Balancing a budget is difficult for anyone, whether you’re only worried about rent, food, and electric or you’re trying to monitor the expenditures and income for a college with four campuses.
LCC’s Board of Education has faced particularly significant challenges since 2000, when state aid ceased to cover the increasing operation costs of the college. In fact, state appropriations dropped 10 percent from the previous two-year biennium in fiscal years 2009-2011. Support has been reduced another 9 percent for the current biennium, with a likelihood of further reductions.
Coupled with tax income that’s increasingly difficult to collect, and alarmingly uncertain economic conditions, tuition per credit has more than doubled in the last 10 ten years — from $34 per credit to $86 per credit.
This figure includes the 2.4 percent increase passed during the December board meeting, which will take effect in the next academic year.
According to the college’s Long-Term Financial Plan, “Lane’s board has heard from its students that maintaining current service levels is their highest priority and has acted accordingly by raising tuition.”
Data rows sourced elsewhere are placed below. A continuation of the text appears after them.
PR #726, opened 2020-05-25
Remove boost 1.72 bbappend

lbonn:
poky switched to 1.73 which includes this patch


lbonn:
oe-selftest passed after a retry but that didn't get reflected in the github status.

PR #728, opened 2020-05-29
image_types_ostree: allow specifying a device tree to deploy

antznin:
When setting `OSTREE_DEPLOY_DEVICETREE` to 1, it will by default deploy
all the device tree blobs present in `KERNEL_DEVICETREE`. Adding
`OSTREE_DEVICETREE` would allow specifying a specific device tree blob
(or several dtbs), thus resulting in only the specified ones in the
image. This is particularely useful because ostree selects the first
device tree it finds in /boot, and discards the remaining ones.

### DIFF
--- a/classes/image_types_ostree.bbclass
+++ b/classes/image_types_ostree.bbclass
@@ -10,6 +10,7 @@ OSTREE_COMMIT_BODY ??= ""
 OSTREE_COMMIT_VERSION ??= "${DISTRO_VERSION}"
 OSTREE_UPDATE_SUMMARY ??= "0"
 OSTREE_DEPLOY_DEVICETREE ??= "0"
+OSTREE_DEVICETREE ??= "${KERNEL_DEVICETREE}"
 
 BUILD_OSTREE_TARBALL ??= "1"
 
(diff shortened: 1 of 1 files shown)


patrickvacek:
>  Adding `OSTREE_DEVICETREE` would allow specifying a specific device tree blob  (or several dtbs), thus resulting in only the specified ones in the image. This is particularely useful because ostree selects the first device tree it finds in /boot, and discards the remaining ones.

This looks fine and CI passes. But what would be the point of selecting multiple dtbs if ostree will discard everything after the first?

antznin:
> This looks fine and CI passes. But what would be the point of selecting multiple dtbs if ostree will discard everything after the first?

Well, it's true that in my case, there's no point to having multiple device trees, and I'm failing to see where having several dtbs would be useful.

When adding the variable, my mindset was that this modification should not force someone to choose only one device tree, but let the user choose.

patrickvacek:
> When adding the variable, my mindset was that this modification should not force someone to choose only one device tree, but let the user choose.

Yep, that makes sense. What is stopping the user from changing `KERNEL_DEVICETREE` directly, though?

antznin:
> Yep, that makes sense. What is stopping the user from changing `KERNEL_DEVICETREE` directly, though?

Actually, I tried that, and it worked in my case. But then, since this is a machine-specific variable, defined in the machine configuration, my guess is that it was cleaner to leave the variable untouched (I'm not currently aware of the usage of this variable other than in image_types_ostree).

patrickvacek:
> since this is a machine-specific variable, defined in the machine configuration, my guess is that it was cleaner to leave the variable untouched (I'm not currently aware of the usage of this variable other than in image_types_ostree).

Yes, that's a good point. I was just reviewing our own documentation and came across https://github.com/advancedtelematic/meta-updater-raspberrypi/#device-tree-configuration, which mentions `EXTERNAL_KERNEL_DEVICETREE`. That seems to be designed to work around similar problems, but doesn't necessarily solve your problem or address your concerns. In fact, it makes me wonder if we really support `EXTERNAL_KERNEL_DEVICETREE`, since we only use `KERNEL_DEVICETREE` here. I still need to think a bit, but I'm leaning towards accepting this as is.

lbonn:
> In fact, it makes me wonder if we really support `EXTERNAL_KERNEL_DEVICETREE`, since we only use `KERNEL_DEVICETREE` here. I still need to think a bit, but I'm leaning towards accepting this as is.

Maybe not indeeed, but I don't really have a problem keeping it in the docs, ihis is just a suggested solution to the problem faced on rpi.

antznin:
Will this be backported to the supported branches ? Thanks for the quick answers.

patrickvacek:
> Will this be backported to the supported branches ?

Yes. This unfortunately just barely missed a round of backporting and QA, though, so it will be about a month or so before our next regularly scheduled round. What branches do you want it on, and what's the urgency?

antznin:
> Yes. This unfortunately just barely missed a round of backporting and QA, though, so it will be about a month or so before our next regularly scheduled round.

Ah, it's okay, it can wait. :-)

> What branches do you want it on, and what's the urgency?

Ideally, all of your supported ones, since I'm also working on a multi-release project, where not all machines are supported on the latest release.

No urgency here. Thanks!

However, during the December board meeting there were no student representatives present who could speak on behalf of the students regarding the $2 tuition increase, despite the specific request by a board member to hold the vote until student input could be considered.
ASLCC President Mario Parker-Milligan was slated to speak, but he was not in attendance due to a missed bus.
Normally The Torch, as an outlet for student opinion, would emphatically oppose any action, such as raising tuition, which makes higher education less accessible.
However, we support this tuition increase.
LCC faces considerable challenges continuing to develop and update its campuses; provide student services and ensure the fiscal sustainability of the college.
Especially considering the increase does not exceed the Higher Education Price Index, which is a measure of the inflation rate, adjusted for cost increases of higher education for the fiscal year.
LCC’s enrollment has grown over 40 percent since 2007, but state funding has not increased during that time, leaving staff stretched too thin.
The effects can be seen in the long lines at the bookstore, financial aid and counseling centers, as well as in the larger class sizes, and scarce information technology and maintenance staff.
Meanwhile, bonds have insufficiently covered the necessary updates to the physical conditions of the college, and many of the necessary remodels require major seismic upgrades well beyond what the college can afford.
The largest variable in LCC’s public resources is state appropriation. According to the long-term financial plan, “The upcoming state revenue forecasts for the current biennium are predicted to continue the decline. Therefore, Lane should not rely on substantial increases in state revenue to meet the needs of future budgets.”
Seemingly, LCC’s board is now charged with finding a solution using long-term, self -sustainable income through entrepreneurial developments, such as the student-housing complex being built next to the Downtown Center. Otherwise, tuition will continue to climb to meet the growing needs of the college, and students will end up bearing the financial burden. This would make education unaffordable for many students, thus undermining one of the most important tenants of community college: its accessibility.
The Torch supports this inflationary increase in tuition to accommodate the college’s growing costs, but believes that bigger and better solutions need to be pursued in order to ensure both the affordability of a college education and the longevity of this institution.